[Stored items]
Issue #542, opened 2021-05-17
Provide some way for the `bundler` to infer a preset based on the configured target plaform


izaera:
### Issue type (mark with `x`)

-   [ ] :thinking: Question
-   [ ] :bug: Bug report
-   [X] :gift: Feature request
-   [ ] :woman_shrugging: Other

### Version (mark with `x`)

-   [X] :two: v2.x
-   [ ] :three: v3.x

### Description
Based on:

- https://issues.liferay.com/browse/LPS-132149
- https://github.com/izaera/fat-jar-sample/issues/1

We need to provide some way for the `bundler` to infer a preset based on the configured target plaform.

A possible way would be to make the bundler scan all direct dependencies of the project and, if one of them is a preset, use it if nothing else is configured in `.npmbundlerrc`. We should, of course, fail the build if more than one target platform is found.

That would allow us to implement points 1 and 4 of https://github.com/izaera/fat-jar-sample/issues/1

izaera:
At first glance I though that scanning direct project dependencies for presets would be enough, but that could be a breaking change because now we are applying the default preset when nothing is specified even if the project has preset dependencies.

I know it's very strange that a project has preset dependencies that it doesn't use, but I prefer to be correct than break things outside. We never know what users are doing with the tools, so it's not fair to break things.

For that reason, we will need something to tag autopreset projects so that `liferay-npm-bundler` knows when it is safe to auto-apply them on absence of any preset configuration. Following the same pattern we use in themes, I'll use the `keywords` in `package.json` for that purpose so that only presets tagged as `liferay-npm-bundler` + `autopreset` are taken into account.

I've run a [search for autopreset in npmjs.com](https://www.npmjs.com/search?q=autopreset) and it yields nothing, so it looks like a good tag for this.

izaera:
:thinking: There may be a better way to detect if a preset is an autopreset: if a project has a direct dependency that is itself a preset and that dependency has a direct dependency to `liferay-npm-bundler` (i.e: it brings `liferay-npm-bundler` to the project's build as our target platforms do) then it's an autopreset :tada: .

That doesn't break anything of what we've already released (because our current presets don't have dependencies to `liferay-npm-bundler`) and it's also (almost) impossible that anyone is doing such thing outside, because it would lead to cyclic dependencies. Also, in case they are doing it, chances are that they do it for the same purpose.

[...]

PR #547, opened 2021-05-19
feat(js-toolkit): support for autopresets

izaera:
This implements https://github.com/liferay/liferay-frontend-projects/issues/542

I've tested it locally using a local npm registry for the preset and yarn-linking the bundler in a local copy of [the PoC project](https://github.com/izaera/fat-jar-sample/tree/886597222590a965ab1b641d91cc1bd41d8f2f44) and it works as expected.

In addition I've provided some unit tests to avoid breaking it in the future.

### DIFF
--- a/maintenance/projects/js-toolkit/packages/liferay-npm-build-tools-common/src/project/index.ts
+++ b/maintenance/projects/js-toolkit/packages/liferay-npm-build-tools-common/src/project/index.ts
@@ -363,11 +363,11 @@ export class Project {
 	}
 
 	_findAutopresets(): string[] {
-		const {dependencies, devDependencies} = this._pkgJson;
+		const {dependencies = {}, devDependencies = {}} = this._pkgJson;
 
 		return Object.keys({
-			...(dependencies || {}),
-			...(devDependencies || {}),
+			...dependencies,
+			...devDependencies,
 		}).reduce((autoPresets, pkgName) => {
 			try {
 				const {dependencies} = this.require(pkgName + '/package.json');
--- a/maintenance/projects/js-toolkit/packages/liferay-npm-build-tools-common/src/project/index.ts
+++ b/maintenance/projects/js-toolkit/packages/liferay-npm-build-tools-common/src/project/index.ts
@@ -362,6 +362,71 @@ export class Project {
 		}
 	}
 
+	_findAutopresets(): string[] {
+		const {dependencies, devDependencies} = this._pkgJson;
+
+		return Object.keys({
+			...(dependencies || {}),
+			...(devDependencies || {}),
+		}).reduce((autoPresets, pkgName) => {
+			try {
+				const {dependencies} = this.require(pkgName + '/package.json');
+
+				if (dependencies && dependencies['liferay-npm-bundler']) {
+					autoPresets.push(pkgName);
+				}
+			}
+			catch (err) {
+
+				// ignore
+
+			}
+
+			return autoPresets;
+		}, []);
+	}
+
+	_loadDefaultPreset(): string {
+		let presetFilePath;
+
+		const autoPresets = this._findAutopresets();
+
+		if (autoPresets.length > 1) {
+			throw new Error(
+				'Multiple autopreset dependencies found in project (' +
+					autoPresets +
+					'): please remove the invalid ones or ' +
+					'explicitly define the preset to be used in the ' +
+					'.npmbundlerrc file'
+			);
+		}
+		else if (autoPresets.length) {
+			presetFilePath = this.resolve(autoPresets[0]);
+
+			this._toolsDir = new FilePath(
+				path.dirname(this.resolve(autoPresets[0] + '/package.json'))
+			);
+		}
+		else {
+
+			// If no preset was found, use the default one
+
+			presetFilePath = require.resolve(
+				'liferay-npm-bundler-preset-standard'
+			);
+
+			this._toolsDir = new FilePath(
+				path.dirname(
+					require.resolve(
+						'liferay-npm-bundler-preset-standard/package.json'
+					)
+				)
+			);
+		}
+
+		return presetFilePath;
+	}
+
 	_loadNpmbundlerrc(): void {
 		const npmbundlerrcPath = this._configFile.asNative;
 
@@ -374,17 +439,7 @@ export class Project {
 		let presetFilePath;
 
 		if (config.preset === undefined) {
-			presetFilePath = require.resolve(
-				'liferay-npm-bundler-preset-standard'
-			);
-
-			this._toolsDir = new FilePath(
-				path.dirname(
-					require.resolve(
-						'liferay-npm-bundler-preset-standard/package.json'
-					)
-				)
-			);
+			presetFilePath = this._loadDefaultPreset();
 		}
 		else if (config.preset === '' || config.preset === false) {
 
@@ -437,7 +492,7 @@ export class Project {
 	private _configFile: FilePath;
 
 	private _npmbundlerrc: object;
-	private _pkgJson: object;
+	private _pkgJson: {dependencies: object; devDependencies: object};
 	private _pkgManager: PkgManager;
 
 	/** Absolute path to project directory */
--- a/maintenance/projects/js-toolkit/packages/liferay-npm-build-tools-common/src/project/__tests__/__fixtures__/project/with-autopreset/node_modules/autopreset/config.json
+++ b/maintenance/projects/js-toolkit/packages/liferay-npm-build-tools-common/src/project/__tests__/__fixtures__/project/with-autopreset/node_modules/autopreset/config.json
@@ -1,0 +1,3 @@
+{
+	"output": "autopreset-build"
+}
--- a/maintenance/projects/js-toolkit/packages/liferay-npm-build-tools-common/src/project/__tests__/__fixtures__/project/with-autopreset/node_modules/autopreset/package.json
+++ b/maintenance/projects/js-toolkit/packages/liferay-npm-build-tools-common/src/project/__tests__/__fixtures__/project/with-autopreset/node_modules/autopreset/package.json
@@ -1,0 +1,8 @@
+{
+	"name": "autopreset",
+	"version": "1.0.0",
+	"main": "config.json",
+	"dependencies": {
+		"liferay-npm-bundler": "*"
+	}
+}
--- a/maintenance/projects/js-toolkit/packages/liferay-npm-build-tools-common/src/project/__tests__/__fixtures__/project/with-autopreset/package.json
+++ b/maintenance/projects/js-toolkit/packages/liferay-npm-build-tools-common/src/project/__tests__/__fixtures__/project/with-autopreset/package.json
@@ -1,0 +1,7 @@
+{
+	"name": "with-autopreset",
+	"version": "1.0.0",
+	"dependencies": {
+		"autopreset": "1.0.0"
+	}
+}
--- a/maintenance/projects/js-toolkit/packages/liferay-npm-build-tools-common/src/project/__tests__/__fixtures__/project/with-ignored-autopreset/.npmbundlerrc
+++ b/maintenance/projects/js-toolkit/packages/liferay-npm-build-tools-common/src/project/__tests__/__fixtures__/project/with-ignored-autopreset/.npmbundlerrc
@@ -1,0 +1,3 @@
+{
+	"preset": "preset"
+}
--- a/maintenance/projects/js-toolkit/packages/liferay-npm-build-tools-common/src/project/__tests__/__fixtures__/project/with-ignored-autopreset/node_modules/autopreset/config.json
+++ b/maintenance/projects/js-toolkit/packages/liferay-npm-build-tools-common/src/project/__tests__/__fixtures__/project/with-ignored-autopreset/node_modules/autopreset/config.json
@@ -1,0 +1,3 @@
+{
+	"output": "autopreset-build"
+}
--- a/maintenance/projects/js-toolkit/packages/liferay-npm-build-tools-common/src/project/__tests__/__fixtures__/project/with-ignored-autopreset/node_modules/autopreset/package.json
+++ b/maintenance/projects/js-toolkit/packages/liferay-npm-build-tools-common/src/project/__tests__/__fixtures__/project/with-ignored-autopreset/node_modules/autopreset/package.json
@@ -1,0 +1,8 @@
+{
+	"name": "autopreset",
+	"version": "1.0.0",
+	"main": "config.json",
+	"dependencies": {
+		"liferay-npm-bundler": "*"
+	}
+}
--- a/maintenance/projects/js-toolkit/packages/liferay-npm-build-tools-common/src/project/__tests__/__fixtures__/project/with-ignored-autopreset/node_modules/preset/config.json
+++ b/maintenance/projects/js-toolkit/packages/liferay-npm-build-tools-common/src/project/__tests__/__fixtures__/project/with-ignored-autopreset/node_modules/preset/config.json
@@ -1,0 +1,3 @@
+{
+	"output": "preset-build"
+}
--- a/maintenance/projects/js-toolkit/packages/liferay-npm-build-tools-common/src/project/__tests__/__fixtures__/project/with-ignored-autopreset/node_modules/preset/package.json
+++ b/maintenance/projects/js-toolkit/packages/liferay-npm-build-tools-common/src/project/__tests__/__fixtures__/project/with-ignored-autopreset/node_modules/preset/package.json
@@ -1,0 +1,5 @@
+{
+	"name": "preset",
+	"version": "1.0.0",
+	"main": "config.json"
+}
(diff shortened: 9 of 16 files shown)


maintenance/projects/js-toolkit/packages/liferay-npm-build-tools-common/src/project/index.ts
```diff
@@ -362,18 +362,55 @@ export class Project {
...
+					autoPresets +
+					'): please remove the invalid ones or ' +
+					'explicitly define the preset to be used in the ' +
+					'.npmbundlerrc file'
+			);
+		}
+		else if (autoPresets.length) {
+			presetFilePath = this.resolve(autoPresets[0]);
+
+			this._toolsDir = new FilePath(
```
jbalsas, line 406: Not sure how much logging we're doing, but it might not be a bad idea to somehow log (here or elsewhere) which preset is being used and if relevant, why. Might save us and customers from some head scratching in the future.

maintenance/projects/js-toolkit/packages/liferay-npm-build-tools-common/src/project/index.ts
```diff
@@ -362,18 +362,55 @@ export class Project {
...
-		if (config.preset === undefined) {
+		const autoPresets = this._findAutopresets();
+
+		if (autoPresets.length > 1) {
+			throw new Error(
+				'Multiple autopreset dependencies found in project (' +
+					autoPresets +
+					'): please remove the invalid ones or ' +
+					'explicitly define the preset to be used in the ' +
+					'.npmbundlerrc file'
```
jbalsas, line 400: I would soooo love if we could get rid of `.npmbundlerrc`... 🙏

maintenance/projects/js-toolkit/packages/liferay-npm-build-tools-common/src/project/index.ts
izaera: All those details are shown in the report file (we decided to dump all relevant build information there long ago, since the logging was unmanageable), but it's true that we don't write the name of the preset being used, just the resultant configuration, so I'll add it too :+1:

maintenance/projects/js-toolkit/packages/liferay-npm-build-tools-common/src/project/index.ts
izaera: What do you mean? We can build projects without `.npmbundlerrc` already, as long as the user is satisfied with the default values. In fact this PR makes it even easier to have projects without `.npmbundlerrc` because you can create an autopreset for that :tada:

izaera: Before the autopreset only our default preset was "magic", but that was not enough for most of the projects.

maintenance/projects/js-toolkit/packages/liferay-npm-build-tools-common/src/project/index.ts
jbalsas: > [...] we decided to dump all relevant build information there long ago [...]

I dispute that. Especially the "**all**" portion of it. I think we should revisit that decision. It's fine to drop a massive amount information in a report that customers know to activate and navigate or not. I don't think that's contrary to making our output friendlier.

If we're going to make relevant decisions for the users, it wouldn't hurt to let them know in advance. Compare the following workflows after an error:

// Workflow 1
- Check log, see "Compiling with preset liferay-ce-ga1-7.2"
- Oops... I'm building for 7.3
- Update it

// Workflow 2
- Check log, see nothing
- Edit `.npmbundlerrc` to add `report: true`
- Build again to generate a report
- Locate the report.html file and open it
- Scan it to find "Compiling with preset liferay-ce-ga1-7.2"
- Oops... I'm building for 7.3
- Update it

maintenance/projects/js-toolkit/packages/liferay-npm-build-tools-common/src/project/index.ts
jbalsas: I wish we didn't have a thing that's `.npmbundlerrc` specially if we build more stuff and then it starts overlapping with `npmscripts.config.js` and eventually others. I just get the feeling there are way too many config marker files all over the place and their names aren't really descriptive/unique to understand what should each of them do.

maintenance/projects/js-toolkit/packages/liferay-npm-build-tools-common/src/project/index.ts
izaera: I like the idea of having output. I always thought that not logging anything wasn't a good idea, but we decided to remove everything in the past because we didn't want any message to show up in the console.

We also have a [verbose](https://github.com/liferay/liferay-frontend-projects/blob/master/maintenance/projects/js-toolkit/docs/.npmbundlerrc-file-reference.md#verbose) flag but it can only be passed in the `.npmbundlerrc` (and not as an argument, like we can do for the report and the JAR file creation) so it's a bit ~complex to use~ useless.

We may:

1) Dump some output by default setting the `verbose` flag's default value to (now it is `false` by default). This is what webpack does, IINM.
2) Don't show anything and provide a CLI switch to activate verbosity.
3) Other thing...

I would go with 1 since it's the most usual way of working for tools like this...

maintenance/projects/js-toolkit/packages/liferay-npm-build-tools-common/src/project/index.ts
izaera: And where would we put that information? I find having a tool like this one (a bundler) without any configuration almost impossible :thinking: 

We also need files like `.babelrc`, `.eslint`, `webpack.config.js`, etc. to build projects. Unless we make something like `npm-scripts` that abstracts you from all that, I can't see the solution (even if we get rid of `.npmbundlerrc`, because we still have the other files).

And, if we make an umbrella tool like `npm-scripts` then, what's the problem with having a `.npmbundlerrc` file created under the hood as we do in portal? It's transparent to the user...

One idea I had long ago was to make a programmatic API for the bundler so that a higher level tool could configure and call it without the need for any file (like you can do with Babel, for example). It shouldn't be that difficult because, since we introduced the `Project` class for abstracting the configuration, the bundler's core is agnostic of the `.npmbundlerrc` (it can come from any other place we like).

izaera: But even in that case, as I said, we need some other files for eslint, webpack, etc... :-(

Maybe there's some way to internalize them inside the bundler like we can do for babel (you can put babelrc inside npmbundlerrc) but I don't think it's that useful. And it is probably an abuse of the bundler if we want to specialize it in just bundling.

maintenance/projects/js-toolkit/packages/liferay-npm-build-tools-common/src/project/index.ts
bryceosterhaus: > but we decided to remove everything in the past because we didn't want any message to show up in the console.

Maybe we could slowly move towards logging simple messages? There is definitely a fine line between helpfulness and noise, but I do enjoy small one-liners that let me know something happened.

For example, here is a Next.js server.
Screen Shot 2021-05-19 at 11 18 12 AM

I really like how they have statuses for messages like "Event" and "Wait". Now this is different because its a live server, but I gain confidence as a developer when I see information like that.

In our case here, I like the idea of something as simple as `JS Bundler: Compiling with preset liferay-ce-ga1-7.2` and then we can use the verbose flag to dump more granular details of the build. We could just add a line somewhere in this output 
Screen Shot 2021-05-19 at 11 23 02 AM

maintenance/projects/js-toolkit/packages/liferay-npm-build-tools-common/src/project/index.ts
bryceosterhaus: > there are way too many config marker files all over the place and their names aren't really descriptive/unique

Do we have a list of what all these would be? Our own homebrewed ones are `.npmbridgerc`,  `.npmbundlerrc` and `npmscripts.config.js` right? Third party ones being eslint, prettier, webpack, babel, 

@jbalsas is your concern due to having the extra file, the name of it, or just the config in general? Or all the above? 

- We could move config into the package.json to avoid an extra file. 
- Naming is hard and especially in a project as large as DXP.
- I don't think it'd be possible to throw out the config altogether, we can provide really good defaults, but there will always be cases that we need to account for that defaults won't satisfy.

Future thought here, would it be possible to converge our configs to be more like `npmscripts.config.js`? If we aim for a singular config files, we might be able to reduce the amount of confusion between each of them. Or at least we could possible aim for a singular config for liferay js related things.

nhpatt: > we need some other files for eslint, webpack...

But those are standard, so JS developers or even Java developers expect them. The issue is ours, those are the ones that we need to avoid or make them as descriptive and simple as possible.

bryceosterhaus: Yep! Totally agree, @nhpatt.

izaera: > We could move config into the package.json to avoid an extra file

I don't like this one too much because `package.json` files are published to npmjs.com and there's always the risk of leaking something in the config. I understand that some of the config may be useful for the consumers of the packages, but some other is better left unpublished, I think...

izaera: Regarding the other files, we have:

- .npmbridgerc
- .npmbundlerrc 
- npmscripts.config.js

Additionally, there's the possibility to embed some other standard files inside .npmbundlerrc. For example, it is possible to embed a .babelrc file inside the .npmbundlerrc (this behaviour is copied from webpack). However, we can also allow to have a standalone .babelrc file next to the .npmbundelerrc if we want. All we need to decide is what we want.

In general, as I said, the bundler uses a .npmbundlerrc file (like any other standard tool, like webpack). That file is fully documented in [our docs](https://github.com/liferay/liferay-frontend-projects/blob/master/maintenance/projects/js-toolkit/docs/.npmbundlerrc-file-reference.md) and it is totally optional because:

1. Every setting has a default
2. If the file is missing, we apply the standard preset automatically (and now, if we merge this, any autopreset that the tools finds configured in the project).

Said that, it's impossible for some projects to have no .npmbundlerrc file because there are some things that are simply impossible to infer (e.g: bundler imports). For that cases, you could create an autopreset (like our target platforms) that configure the bundler without any need to have a .npmbundlerrc.

We also need to consider the **divergence between portal's build and customer's builds**, which are quite different, but the bundler needs to account for both. For example:

- Portal: the JAR is created by gradle, uses src/main/... folders, has npm-scripts on top
- Customers: the JAR is created by blade or the bundler itself, doesn't use src/main/... folders

Also, from the portal's POV, the bundler is something we want to hide, but from the customers' POV the bundler is really a tool. Even if we don't want to expose them to it, there are several customers using it for their own workflows, built on top of it. So, in that regards, it is similar to webpack.

I understand that target platforms are intended to work like npm-scripts (hiding the bundler as much as possible), but we still have the other use case, where advanced users need the bare tool.

----

In any case, ~can we create an issue to track this and decide there exactly what would be ideal for us?~ I've created [an issue](https://github.com/liferay/liferay-frontend-projects/issues/551) to track this. We can add the `liferay-cli` proposal there, and the final layout the different develper roles (portal, customer, advanced customer) would expect.

Regarding this PR, it doesn't change the model of configuration we have now. If any, it enhances it because it goes in the direction of getting rid of the npmbundlerrc.

izaera: The `.npmbridgerc` file is for a totally different tool that simply creates JS modules that re-export other JS modules. This was created to maintain backwards compatiblity of very old JS modules we had in portal (pre-bundler stuff that used the AMD loader without any versioning of npm packages present in their URLs).

Maybe it is better if we remove all that (I think it could be possible by now) instead of finding a way to hide the `npmbridgerc`. We haven't added more bridges (because they are not really needed) and we wouldn't want to add them :sweat_smile: . 

In the worst case scenario we could always generate the current bridges we have in portal, check them into git and delete the bridge creator tool forever.

This is similar to what we did in the `frontend-js-node-shims` project (checking in hand made custom packages as if they had been built by the bundler, instead of complicating the bundler to build them) and it has gone well: it hasn't given any significant problems, and we are now in a position where we can remove `frontend-js-node-shims` in the future if we want. And all that without having impacted the JS Toolkit.

maintenance/projects/js-toolkit/packages/liferay-npm-build-tools-common/src/project/index.ts
izaera: > Maybe we could slowly move towards logging simple messages? There is definitely a fine line between helpfulness and noise, but I do enjoy small one-liners that let me know something happened.

That's [already done](https://github.com/izaera/liferay-js-toolkit/commit/02e8806465f90cab886f61f6e0ebab9ae10c2811). The only caveat is that, by default [we set `verbose` to `false`](https://github.com/izaera/liferay-js-toolkit/commit/02e8806465f90cab886f61f6e0ebab9ae10c2811#diff-9235b7a19f38965392ca7ba4ffb6347143a9ebda3b395fc93879f003d788f1baR177) and, to change it, you need to create a .npmbundlerrc file and set it to `true`.

So, my proposal was:

1. Create a `verbose` command line switch as we have for [--dump-report](https://github.com/liferay/liferay-frontend-projects/blob/master/maintenance/projects/js-toolkit/docs/.npmbundlerrc-file-reference.md#--dump-report) (that could be specified both in the command line and in the npmbundlerrc file)
2. Change `verbose`'s default to `true` so that we log some information about what's happening (as we did in the past, before `verbose` was introduced)
3. Add a log message for the preset in use (if any)
4. Refine any other messages we are logging already

I will create a [new issue](https://github.com/liferay/liferay-frontend-projects/issues/552) for this, since it can be done detached from this PR.

izaera: > use the verbose flag to dump more granular details of the build

That's what the report file does. Due to the complexity of the bundler builds, where many things can go wrong deep inside third party packages when we find weird code, we create a HTML file on user's request to explain what is happening under the hood and what decisions are taken when building the project.

I think it is better to simply:

1. Log essential messages by default as proposed in the issue I've created
2. Let users disable verbosity so that nothing is printed in the console: this is useful for cases like liferay-portal where we don't want to print anything (the reason why the [commit linked above](https://github.com/izaera/liferay-js-toolkit/commit/02e8806465f90cab886f61f6e0ebab9ae10c2811) was merged), or similar projects where the bundler is called multiple times and you don't really care about the output in the full log, only on a per-project basis, when anything goes wrong.
3. Dump any other info to the report file. 
 
The report file is one of the first things [we ask users for](https://github.com/liferay/liferay-frontend-projects/blob/master/maintenance/projects/js-toolkit/docs/How-to-troubleshoot-your-setups.md) when it comes to support them, and it has helped several people to understand a bit better what the bundler does under the hood, so I think it's worth having it.

We could even increase its functionality with things like [this table of detailed explanations about bundler messages](https://github.com/liferay/liferay-frontend-projects/blob/master/maintenance/projects/js-toolkit/docs/Report-messages.md) which the bundler report files link directly.

izaera: Of course, as @jbalsas says in his workflow 2, essential things should go in the log and report should only be used for things that can break.

However, it is sometimes unclear what essential is, because in that example, we consider the preset essential because it leads to user confusion. But that's only because of the way the case is explained that it's centering the cause of the error in the target platform (something that the user will probably not change so often and not very error prone IMO): 

I mean, what are the chances that you need to change the target platform? And in that case, what are the chances of configuring a bad platform? We are assuming that it will happen often and thus we are showing a message log in the console. But we can apply the same reasoning to anything that could go wrong.

I mean, whenever you encounter an error you wish the tool/framework you are using would notify you clearly about that if it didn't, but most of the times that's not the case :shrug: 

On the other hand, if you clog the console with "useful" log messages that hint you about possible errors (aka: warnings) there comes a time when it stops being useful and it's like having nothing.

So, I lean more toward to what @bryceosterhaus says: 

> I gain confidence as a developer when I see information like that.

So, I propose not to focus on what is needed in the log to avoid problems, but more on what we would like to see as developers to get a feeling of what's going on.

To finish: in this case I would like to see the autopreset in the console because it's my target platform, and I would also like to see the typical finalization message as well as some intermediate messages to know what the tool is doing (for example: one per bundled package or something like that) and know if it stuck, for example.

maintenance/projects/js-toolkit/packages/liferay-npm-build-tools-common/src/project/index.ts
```diff
@@ -362,18 +362,55 @@ export class Project {
...
 
-	_loadNpmbundlerrc(): void {
-		const npmbundlerrcPath = this._configFile.asNative;
+	_findAutopresets(): string[] {
+		const {dependencies, devDependencies} = this._pkgJson;
+
+		return Object.keys({
+			...(dependencies || {}),
+			...(devDependencies || {}),
+		}).reduce((autoPresets, pkgName) => {
```
bryceosterhaus, line 371: You could use default values when destructuring.
```suggestion
const { dependencies = {}, devDependencies = {} } = this._pkgJson;

return Object.keys({
  ...dependencies,
  ...devDependencies,
}).reduce((autoPresets, pkgName) => {

```

bryceosterhaus (approved):
Sorry, I don't think I actually reviewed the code before.

It looks good, I just had one small nitpick on readability. Feel free to merge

**TASK TO COMPLETE:**
Set down, exactly as written, each line of the data from its opening line through the one containing "- https://github.com/izaera/fat-jar-sample/issues/1". Output nothing more.

**TASK OUTPUT:**
Issue #542, opened 2021-05-17
Provide some way for the `bundler` to infer a preset based on the configured target plaform


izaera:
### Issue type (mark with `x`)

-   [ ] :thinking: Question
-   [ ] :bug: Bug report
-   [X] :gift: Feature request
-   [ ] :woman_shrugging: Other

### Version (mark with `x`)

-   [X] :two: v2.x
-   [ ] :three: v3.x

### Description
Based on:

- https://issues.liferay.com/browse/LPS-132149
- https://github.com/izaera/fat-jar-sample/issues/1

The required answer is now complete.